▶ [THE PROBLEM] Could you filter the records below and return each line that holds "wrong"?

[Opening INPUT section]

PR #2150, opened 2026-08-19
fix(dataplane): bind worker counters by name instead of hard-coded indices

### LINKED ISSUE #2093: fix(dataplane): bind worker counters by registered index instead of hard-coded literals
## Motivation

The dataplane binds worker counter slots positionally. [dataplane/worker.c:534-555](https://github.com/yanet-platform/yanet2/blob/b19500deb7fa7edf4c86fb86db211c736e11df9e/dataplane/worker.c#L534-L555) assigns nine `dp_worker->*` pointers from `counter_get_address(N, worker_counter_storage)` with `N` written as the literals 0..8. An existing `// FIXME: do not use hard-coded counter identifiers` sits directly above it at [dataplane/worker.c:533](https://github.com/yanet-platform/yanet2/blob/b19500deb7fa7edf4c86fb86db211c736e11df9e/dataplane/worker.c#L533).

The control plane resolves the same counters by name. [controlplane/ffi/worker.go:41-60](https://github.com/yanet-platform/yanet2/blob/b19500deb7fa7edf4c86fb86db211c736e11df9e/controlplane/ffi/worker.go#L41-L60) builds a `map[string]*C.struct_counter_handle` keyed on the handle name and looks up `iterations`, `rx`, `tx`, `remote_rx`, `remote_tx`, `rx_bursts`, `local_tx_drops`, `remote_tx_drops`, `drops`.

Nothing connects the two addressing schemes. The only thing keeping them aligned is the statement order inside `worker_counters_register` ([lib/dataplane/worker/counters.c:26-54](https://github.com/yanet-platform/yanet2/blob/b19500deb7fa7edf4c86fb86db211c736e11df9e/lib/dataplane/worker/counters.c#L26-L54)), which registers exactly those nine names in exactly that order.

Inserting or removing a counter anywhere except the end of `worker_counters_register` silently shifts every later slot. The dataplane then writes `rx` into what the registry calls `tx`, while every Go name still resolves successfully. No nil handle, no error, no crash — just wrong numbers reported to the operator and to metrics, which is a harder failure mode to detect than a crash.

The fix is small and already afforded by the API: `counter_registry_register` already returns the assigned index. `register_one` at [lib/dataplane/worker/counters.c:8-22](https://github.com/yanet-platform/yanet2/blob/b19500deb7fa7edf4c86fb86db211c736e11df9e/lib/dataplane/worker/counters.c#L8-L22) captures it as `uint64_t rc`, uses it only to compare against `COUNTER_INVALID`, and then discards it. Propagating those returned indices to the `counter_get_address` call sites removes the drift entirely, with no change to the shared-memory layout or to the counter registry itself.

## Scope

- Propagate the indices returned by `worker_counters_register` (via `register_one`) through to the `counter_get_address` calls in `dataplane/worker.c:534-555`, replacing the hard-coded 0..8 literals.
- No shared-memory layout change and no change to `counter_registry_register`/`counter_get_address` themselves.

## Acceptance

- [ ] `dataplane/worker.c` binds each `dp_worker->*` counter pointer using the index returned at registration time, not a literal.
- [ ] Reordering or inserting a counter in `worker_counters_register` no longer silently mislabels a later slot (covered by a C unit test or fuzz check that asserts binding survives a reorder).
- [ ] The `// FIXME: do not use hard-coded counter identifiers` comment is removed once the fix lands.

Source: found while designing the counter-lookup API for #1935 — the dataplane binds worker counter slots by hard-coded index while the control plane resolves them by name, with nothing tying the two orders together. Related: #1935 (nil-guard for worker counter lookups, open) and #1934 (closed) — #1934's Scope explicitly flagged that "name and index can drift apart" but left it undecided and out of that issue's scope.

egnees:
fix(dataplane): bind worker counters by name instead of hard-coded indices

- The dataplane bound worker counter slots with the literal indices 0..8, while the control plane resolves the same counters by name, so inserting or removing a counter anywhere but at the end silently shifted every later slot and reported wrong numbers with no error.
- Describe the worker counters in two tables in `lib/dataplane/worker/counters.c`: one lists the name and size of every counter that is registered, the other maps each worker pointer field to a counter name and a value index inside it.
- Add `worker_counters_bind`, which resolves every field by counter name, checks that the value index fits the size the counter was registered with, and leaves the worker unchanged if any field fails to resolve.
- `dataplane_worker_start` and `dataplane_ut_new` now call `worker_counters_bind` instead of repeating the index arithmetic, and both the `FIXME` in `dataplane/worker.c` and the hard-coded index enum in `dataplane_ut` are gone.
- Declare `counter_registry_lookup_index` in the public header and add `counter_registry_lookup_size`, so the size of a counter can be checked at bind time. No shared-memory layout change.
- Log which worker failed to start in `dataplane_device_start`.
- Add `lib/tests/dataplane/worker_counters_test.c`: it checks that every field lands on the address its own name and value index resolve to, and that a renamed or undersized counter makes binding fail without half-wiring the worker.
- Reordering or inserting a counter in the specification table no longer mislabels a later slot.

Closes #2093.

### DIFF
--- a/dataplane/device.c
+++ b/dataplane/device.c
@@ -89,6 +89,7 @@ dataplane_device_start(
 	for (uint32_t wrk_idx = 0; wrk_idx < device->worker_count; ++wrk_idx) {
 		struct dataplane_worker *worker = device->workers + wrk_idx;
 		if (dataplane_worker_start(worker)) {
+			LOG(ERROR, "failed to start worker %u", wrk_idx);
 			return -1;
 		}
 	}
--- a/dataplane/worker.c
+++ b/dataplane/worker.c
@@ -42,6 +42,7 @@
 #include "dataplane/dataplane.h"
 #include "dataplane/device.h"
 
+#include "lib/counters/counters.h"
 #include "lib/dataplane/config/zone.h"
 #include "lib/dataplane/module/packet_front.h"
 #include "lib/dataplane/packet/data.h"
@@ -61,6 +62,7 @@
 
 #include <rte_ethdev.h>
 
+#include <stddef.h>
 #include <string.h>
 
 static void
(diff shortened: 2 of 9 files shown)


egnees:
Closed as overcomplicated. See another approach to this issue in #2163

[Closing INPUT section]

▶ [ANSWER SECTION]
Inserting or removing a counter anywhere except the end of `worker_counters_register` silently shifts every later slot. The dataplane then writes `rx` into what the registry calls `tx`, while every Go name still resolves successfully. No nil handle, no error, no crash — just wrong numbers reported to the operator and to metrics, which is a harder failure mode to detect than a crash.
- The dataplane bound worker counter slots with the literal indices 0..8, while the control plane resolves the same counters by name, so inserting or removing a counter anywhere but at the end silently shifted every later slot and reported wrong numbers with no error.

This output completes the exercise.